[Saved entries]
※ ※ ※

PR #3732, opened 2018-05-07
[Open Legend] Actions Section Major Update

BuildAndDie:
### 1.9.0 on 2018 May 7th
* Massive update to Favored & Other Actions sections
	- Select if action is an Attack (Damaging or Bane), Boon, or Effect
	- Effect isn't quite fully functional yet in that there is a pop-up that doesn't do anything, but will still roll the dice you choose
* Backgrounds for the borders updated
	- Also white background for things sent to chat
* Prep work for NPC/Alt Form/Companion tabs
	- Nothing functioning on the user side yet

### DIFF
--- a/Open Legend Basic by Great Moustache/ReadMe.md
+++ b/Open Legend Basic by Great Moustache/ReadMe.md
@@ -8,6 +8,7 @@
 ### 1.9.2 on 2018 May 8th
 * Added Whisper to GM option
 	- Global button to make any roll on the sheet go to the GM only
+	- Public to send to public
 
 ### 1.9.1 on 2018 May 8th
 * Made Background Tab for the sheet


BuildAndDie:
Dang it, that last one "Roll Public or GM" I think is the same readme file in "GM roll option" just need to delete that I guess? Everything else should be fine. Was adding it to mark the issue fixed.

joesinghaus:
You can probably just use the "resolve conflicts" option of Github to make this work.

Solarswordsman:
I was so very close to fixing this for you. :P.  The problem is that you put the readme file in the root of the repository rather than in the character sheet's directory (or I guess, in both places).  `git rm ReadMe.md` in the root of the repo and commit that and submit a new PR and it should work fine.

BuildAndDie:
just resubmitted it about 10 minutes ago :(  dang, wish I had known you were working on it. Darn my impatience.

PR #3733, opened 2018-05-07
Uploading an official City of Mist character sheet - Add files via upload

wmkertz:
I'm uploading a character sheet for City-of-Mist.  This sheet has been commissioned by the game's designer and publisher.


Solarswordsman:
This looks really good.  It overwrites the existing sheet though -- are current users going to be able to continue with their games using this sheet? (e.g. have you provided sheet workers to convert from the former version, and/or maintained attribute names)  

If not, it'd likely be best to submit this sheet as a new sheet (in a different directory) and I will deprecate the old sheet (so existing users can keep using the sheet, but it will no longer be able to be selected).

wmkertz:
Okay, uploaded the files to a new folder.  The new request is here: [https://github.com/Roll20/roll20-character-sheets/pull/3745](https://github.com/Roll20/roll20-character-sheets/pull/3745)

Solarswordsman:
Sounds good, I'll take a look.

PR #3743, opened 2018-05-09
Fixed images

clevett:
Images were broken. Updated the URLS to fix them.


clevett:
I had another fix that needs to go as well.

※ ※ ※

_Required work_.
For each line above that contains "were", make a copy.

_Task solution_.
just resubmitted it about 10 minutes ago :(  dang, wish I had known you were working on it. Darn my impatience.
Images were broken. Updated the URLS to fix them.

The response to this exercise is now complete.